The rigidity of a Riviera schedule tends to rule out surprises. In the ten years it’s been running, Flatpack hasn’t yet grown so big that filmmakers won’t wait till the introduction of their film to announce they’re in the room, sat middle-of-the-row and arms folded, patiently waiting with the rest of the audience for the showing to get underway – as happened at a screening of the misfit, mid-length film Republic. Shot 25 years ago in the video-diary style then trendy, it’s a portrait of Blyth in Northumberland, once voted the worst town in England. Epitomising Flatpack’s laid-back atmosphere, its makers Olie Griffin and Neil Richardson, now editors – agreeing, spur of the moment, to do a post-film Q+A – spoke of not knowing which of them had the master tape before locating it, digitising the VHS, and reediting (abstemiously) in Avid.

Republic (2013)

Republic (2013)

The documentary cuts between half a dozen locals who, judging by Dorothy’s line dancing, were given the freedom to do with their 15 minutes as they wished. Teenaged Lorraine gives ‘I like people’ as the first of five reasons why she should be the new presenter on The Word. Twisting in the passenger seat to face the cameraman in the back, she recalls how, when younger, she would playact news reporter, conducting sham research, or, as she phrases it, “pretend [she] were dead important”. Pakistani market-staller Abrar, meanwhile, sitting cross-legged on the stall top, polythened garments ranged along the crossbar behind his head, tells of his realisation that Darwin meant his theory of evolution (that man was descended from apes) to apply only to the “mainstream English people”, and this he can get on-board with.

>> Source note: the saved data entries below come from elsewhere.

Issue #160, opened 2022-03-02
Storage migration and serialization


Mirko-von-Leipzig:
We should have a long think about how to deal with storage migrations and the coupling of structures via serialization.

For example, consider having a `struct T` which we store as serialized bytes in a table. We then change `T`'s definition, invalidating all the old `T`s stored in the table.

One option is to create a migration which deserializes the old `T` and re-serializes them to new `T` if possible. But this does need to happen. It may also not be obvious the developer if `T` is located far away from storage.

Mirko-von-Leipzig:
All instances have been fixed, except for [revision_0002.rs](https://github.com/eqlabs/pathfinder/blob/main/crates/pathfinder/src/storage/schema/revision_0002.rs#L111).

Mirko-von-Leipzig:
Another instance in [revision_0007.rs](https://github.com/eqlabs/pathfinder/blob/fe8a66d0301aad3e6503f3f2098522101e769367/crates/pathfinder/src/storage/schema/revision_0007.rs#L309-L310).

We may want to consider moving the migrations to a separate crate to enforce the separation.

Mirko-von-Leipzig:
Issue has largely been resolved by removing tests from safe migrations.

PR #420, opened 2022-06-29
refactor: retry converting Transaction into an enum

kkovaacs:
This PR is a revert of the revert for PR #380 with the small optimization in PR #392 applied, plus a migration step that makes sure that the compressed transaction JSONs are compatible with the new `enum Transaction`.

This migration is necessary because serializing the old `struct Transaction` lead to fields irrelevant for the given transaction type being serialized into the JSON with `null` value, and this breaks de-serialization with the enum type with our standard `deny_unknown_fields` serde option.

During testing I've also discovered an edge case: very old versions of deploy transactions did not have the `class_hash` in the serialized JSON. `class_hash` is now a non-optional field of `DeployTransaction`, so this migration looks up the class hash corresponding to the contract address in the transaction.

### DIFF
--- a/crates/pathfinder/src/rpc.rs
+++ b/crates/pathfinder/src/rpc.rs
@@ -393,7 +393,8 @@ mod tests {
         sequencer::{
             reply::transaction::{
                 execution_resources::{BuiltinInstanceCounter, EmptyBuiltinInstanceCounter},
-                Event, ExecutionResources, Receipt, Transaction, Type,
+                EntryPointType, Event, ExecutionResources, InvokeTransaction, Receipt, Transaction,
+                Type,
             },
             test_utils::*,
             Client,
@@ -542,21 +543,16 @@ mod tests {
         StarknetBlocksTable::insert(&db_txn, &block2, None).unwrap();
 
         let txn0_hash = StarknetTransactionHash(StarkHash::from_be_slice(b"txn 0").unwrap());
-        let txn0 = Transaction {
-            calldata: None,
-            class_hash: None,
-            constructor_calldata: None,
-            contract_address: Some(contract0_addr),
-            contract_address_salt: None,
-            entry_point_type: None,
-            entry_point_selector: None,
-            max_fee: Some(Fee(H128::zero())),
-            nonce: None,
-            sender_address: None,
-            signature: None,
+        // TODO introduce other types of transactions too
+        let txn0 = InvokeTransaction {
+            calldata: vec![],
+            contract_address: contract0_addr,
+            entry_point_type: EntryPointType::External,
+            entry_point_selector: EntryPoint(StarkHash::ZERO),
+            max_fee: Fee(H128::zero()),
+            signature: vec![],
             transaction_hash: txn0_hash,
             r#type: Type::Deploy,
-            version: None,
         };
         let mut receipt0 = Receipt {
             actual_fee: None,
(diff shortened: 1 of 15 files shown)


crates/pathfinder/src/rpc/types.rs
```diff
@@ -618,24 +618,47 @@ pub mod reply {
...
+                _ => Self {
+                    // TODO this is probably the best we can do until the RPC spec introduces
+                    // 3 variants for all the transaction types
+                    txn_hash: txn.hash(),
+                    contract_address: None,
+                    entry_point_selector: None,
+                    calldata: None,
+                    max_fee: None,
+                },
             })
```
Mirko-von-Leipzig, line 639: This should work given you have the `impl From` below.
```suggestion
txn.into()
```

crates/pathfinder/src/storage/schema/revision_0010.rs
```diff
@@ -299,6 +309,85 @@ mod tests {
...
+            /// Describes L2 transaction types.
+            #[derive(Copy, Clone, Debug, PartialEq)]
+            #[allow(dead_code)]
+            pub enum Type {
+                Deploy,
+                InvokeFunction,
+                Declare,
+            }
+
+            pub struct StarknetEventsTable {}
```
Mirko-von-Leipzig, line 340: I think the same thing is missing in `revision_007.rs` as well then?

At least I recall logging it in #160.

Mirko-von-Leipzig (approved):
Nice :D

crates/pathfinder/src/rpc/types.rs
kkovaacs: Indeed, thanks!

crates/pathfinder/src/storage/schema/revision_0010.rs
kkovaacs: I don't quite follow: `revision_0007.rs` already has a copy of `Transaction` & friends that's used for de-serializing transactions from the database.

Mirko-von-Leipzig: It has:
```rust
1    use crate::storage::state::StarknetEventsTable; <<<
...
...
309                 let serialized_data = StarknetEventsTable::event_data_to_bytes(&event.data);
310                 let serialized_keys = StarknetEventsTable::event_keys_to_base64_strings(&event.keys);
```

kkovaacs: I've added these missing serializers to this old migration and removed the import of StarknetEventsTable.

CHr15F0x (approved):

CHr15F0x (approved):

CHr15F0x:
re-reviewed after the latest rebase, haven't noticed anything suspicious :+1:

Mirko-von-Leipzig (approved):

crates/pathfinder/src/rpc.rs
```diff
@@ -2635,7 +2532,7 @@ mod tests {
                     to_block: None,
                     address: None,
                     keys: vec![],
-                    page_size: NUM_EVENTS,
+                    page_size: test_utils::NUM_EVENTS,
```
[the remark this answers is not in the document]
kkovaacs: Which PRs do you mean?

crates/pathfinder/src/storage/state.rs
```diff
@@ -1323,14 +1339,15 @@ mod tests {
 
     mod starknet_blocks {
         use super::*;
+        use crate::storage::test_utils;
 
-        fn create_blocks() -> [StarknetBlock; 3] {
-            crate::storage::test_utils::create_blocks::<3>()
+        fn create_blocks() -> [StarknetBlock; test_utils::NUM_BLOCKS] {
```
koivunej, line 1344: I was thinking there was a change coming to the create_blocks, which is why I made one test not really care as long as 2 blocks are always created. Is this is a necessary change though? I'll try to go through commit by commit.

kkovaacs: This PR makes the test data setup more complicated, with different types of transactions being created. I guess this is why @CHr15F0x made these changes here, since these functions take many more inter-dependent parameters.

crates/pathfinder/src/rpc.rs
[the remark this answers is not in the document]
koivunej: The PRs I've been trying to review. Aah oki it's from the revert, which explains why it's coming and going all of the time.

crates/pathfinder/src/storage/state.rs
koivunej: This comes from the revert as well.

crates/pathfinder/src/storage/schema/revision_0015.rs
```diff
@@ -0,0 +1,403 @@
...
+        schema::revision_0004::migrate(transaction).unwrap();
+        schema::revision_0005::migrate(transaction).unwrap();
+        schema::revision_0006::migrate(transaction).unwrap();
+        schema::revision_0007::migrate(transaction).unwrap();
+        schema::revision_0008::migrate(transaction).unwrap();
+        schema::revision_0009::migrate(transaction).unwrap();
+        schema::revision_0010::migrate(transaction).unwrap();
+        schema::revision_0011::migrate(transaction).unwrap();
+        schema::revision_0012::migrate(transaction).unwrap();
+        schema::revision_0013::migrate(transaction).unwrap();
```
koivunej, line 256: Missing 14

crates/pathfinder/src/storage.rs
```diff
@@ -28,7 +28,9 @@ use rusqlite::Connection;
 /// Indicates database is non-existant.
 const DB_VERSION_EMPTY: u32 = 0;
 /// Current database version.
-const DB_VERSION_CURRENT: u32 = 14;
+///
+/// **Make sure** `EXPECTED_SCHEMA_REVISION` in `call.py` is also updated every time the value is incremented.
```
koivunej, line 32: A test will fail during build so no need to worry.

crates/pathfinder/src/storage/schema/revision_0015.rs
kkovaacs: Added, thanks!

PR #423, opened 2022-06-30
fix(eth): stop retrying on 401

koivunej:
we really should not retry 4xx but ... unsure how all cases happen. this helps so that the copypasted url with placeholder will exit fast. I cannot see how 401 could be used for anything else than this. It really shouldn't :)

```
2022-06-30T07:07:59.862256Z  INFO 🏁 Starting node. version="v0.2.3-alpha-37-g6e43229-dirty"
Error: Determine Ethereum chain.

Hint: Make sure the provided ethereum.url and ethereum.password are good.

Caused by:
    Transport error: response status code is not success: 401 Unauthorized
```

and:

```
Error: Parsing configuration

Caused by:
    Invalid Ethereum URL (https://goerli.infura.io/v3/<project-id>): Cannot use the URL from examples!
    
Hint: Register your own account or run your own Ethereum node and put the real URL as the configuration value.
```

### DIFF
--- a/crates/pathfinder/src/bin/pathfinder.rs
+++ b/crates/pathfinder/src/bin/pathfinder.rs
@@ -30,10 +30,13 @@ async fn main() -> anyhow::Result<()> {
     let eth_transport =
         HttpTransport::from_config(config.ethereum).context("Creating Ethereum transport")?;
 
-    let ethereum_chain = eth_transport
-        .chain()
-        .await
-        .context("Determining Ethereum chain")?;
+    // have a special long form hint here because there should be a lot of questions coming up
+    // about this one.
+    let ethereum_chain = eth_transport.chain().await.context(
+        "Determine Ethereum chain.
+
+Hint: Make sure the provided ethereum.url and ethereum.password are good.",
+    )?;
 
     let database_path = config.data_directory.join(match ethereum_chain {
         core::Chain::Mainnet => "mainnet.sqlite",
--- a/crates/pathfinder/src/config/builder.rs
+++ b/crates/pathfinder/src/config/builder.rs
@@ -41,6 +41,16 @@ impl ConfigBuilder {
         // Required parameters.
         let eth_url = self.take_required(ConfigOption::EthereumHttpUrl)?;
 
+        // this used to be the url in docker run example
+        if eth_url == "https://goerli.infura.io/v3/<project-id>" {
+            return Err(std::io::Error::new(
+                std::io::ErrorKind::InvalidInput,
+                format!("Invalid Ethereum URL ({eth_url}): Cannot use the URL from examples!
+
+Hint: Register your own account or run your own Ethereum node and put the real URL as the configuration value.")
+            ));
+        }
+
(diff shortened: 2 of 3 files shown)


kkovaacs:
Not retrying in general on 4xx wouldn't work I think. I regularly get "429 Too many requests", for example and we really should retry on that.
Not retrying on 401 specifically is the right thing to do, though.

kkovaacs (approved):

koivunej:
Aah yes the 429 ... I guess that's the only one which should be retried? 408 looks like one as well. Well, I can't remember any others of these being common, lets add more if need be.

crates/pathfinder/src/bin/pathfinder.rs
```diff
@@ -30,10 +30,13 @@ async fn main() -> anyhow::Result<()> {
...
-    let ethereum_chain = eth_transport
-        .chain()
-        .await
-        .context("Determining Ethereum chain")?;
+    // have a special long form hint here because there should be a lot of questions coming up
+    // about this one.
+    let ethereum_chain = eth_transport.chain().await.context(
+        "Determine Ethereum chain.
+
+Hint: Make sure the provided ethereum.url and ethereum.password are good.",
```
koivunej, line 38: This "Hint" facility is quite ... ad-hoc, but this is sure to be the topmost error so it renders ok.

crates/pathfinder/src/config/builder.rs
```diff
@@ -41,6 +41,14 @@ impl ConfigBuilder {
         // Required parameters.
         let eth_url = self.take_required(ConfigOption::EthereumHttpUrl)?;
 
+        // this used to be the url in docker run example
+        if eth_url == "https://goerli.infura.io/v3/<project-id>" {
+            return Err(std::io::Error::new(
+                std::io::ErrorKind::InvalidInput,
+                format!("Invalid Ethereum URL ({eth_url}): Cannot use the URL from examples! Register your own account or run your own Ethereum node and put the real URL as the configuration value.")
```
koivunej, line 48:
```suggestion
                format!("Invalid Ethereum URL ({eth_url}): Cannot use the URL from examples!

Hint: Register your own account or run your own Ethereum node and put the real URL as the configuration value.")
```

This would give

```
Error: Parsing configuration

Caused by:
    Invalid Ethereum URL (https://goerli.infura.io/v3/<project-id>): Cannot use the URL from examples!

    Hint: Register your own account or run your own Ethereum node and put the real URL as the configuration value.
```

I think this is good enough? Makes it more readable and perhaps more obvious.

crates/pathfinder/src/bin/pathfinder.rs
koivunej: It even works for the configuration invaliddata.

crates/pathfinder/src/config/builder.rs
Mirko-von-Leipzig: Yeah I think this is good.

Mirko-von-Leipzig (approved):

PR #424, opened 2022-06-30
refactor(sync): rewrite flaky test with channels

koivunej:
this required changing the bound on L1Sync from `FnOnce(...) -> _ + Copy` which is a bit strange choice allowing only fn items or closures which coerce to function pointers. `FnMut` without `Copy` is more natural esp if it's meant to be tested with closures.

also, less relaxed atomics.

Found in run of #421.

### DIFF
--- a/crates/pathfinder/src/state/sync.rs
+++ b/crates/pathfinder/src/state/sync.rs
@@ -48,7 +48,7 @@ pub async fn sync<Transport, SequencerClient, F1, F2, L1Sync, L2Sync>(
     chain: Chain,
     sequencer: SequencerClient,
     state: Arc<State>,
-    l1_sync: L1Sync,
+    mut l1_sync: L1Sync,
     l2_sync: L2Sync,
 ) -> anyhow::Result<()>
 where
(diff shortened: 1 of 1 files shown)


crates/pathfinder/src/state/sync.rs
```diff
@@ -48,15 +48,15 @@ pub async fn sync<Transport, SequencerClient, F1, F2, L1Sync, L2Sync>(
...
     l2_sync: L2Sync,
 ) -> anyhow::Result<()>
 where
     Transport: EthereumTransport + Clone,
     SequencerClient: sequencer::ClientApi + Clone + Send + Sync + 'static,
     F1: Future<Output = anyhow::Result<()>> + Send + 'static,
     F2: Future<Output = anyhow::Result<()>> + Send + 'static,
-    L1Sync: FnOnce(mpsc::Sender<l1::Event>, Transport, Chain, Option<StateUpdateLog>) -> F1 + Copy,
+    L1Sync: FnMut(mpsc::Sender<l1::Event>, Transport, Chain, Option<StateUpdateLog>) -> F1,
     L2Sync: FnOnce(
```
Mirko-von-Leipzig, line 60: Should `L2Sync` change to match?

kkovaacs (approved):
The less atomics the better ;)

crates/pathfinder/src/state/sync.rs
koivunej: I actually thought about this but didn't see any other affected test, or any other test to rewrite so didn't want to go through this, yet at least.

PR #431, opened 2022-07-01
chore: docker preparation for next release

koivunej:
Turns out cargo index refresh is very memory hungry. Using cli `git` seems to be the solution.

Upgrades the rust base image to 1.62.

Compresses a few commands for less layers.

### DIFF
--- a/.github/workflows/docker.yml
+++ b/.github/workflows/docker.yml
@@ -47,7 +47,7 @@ jobs:
         with:
           config-inline: |
             [worker.oci]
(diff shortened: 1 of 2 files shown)


Mirko-von-Leipzig (approved):
Another day another docker :')

kkovaacs (approved):
Yeah, the Git CLI thingie is a good trick. I still wonder why the default libgit2 implementation takes so much RAM in Docker -- on my laptop it never goes >300MB (with `~/.cargo/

Republic is a loveable film, and extremely funny, charming by its balance of affectation (the directors’ filming in colour, later converting to black and white) and honesty (the directors’ surrendering script control to their non-professional stars, who, poignantly, keep nothing back). As Action Space and NG83 made clear, Republic shows how much a part of human nature is showing off.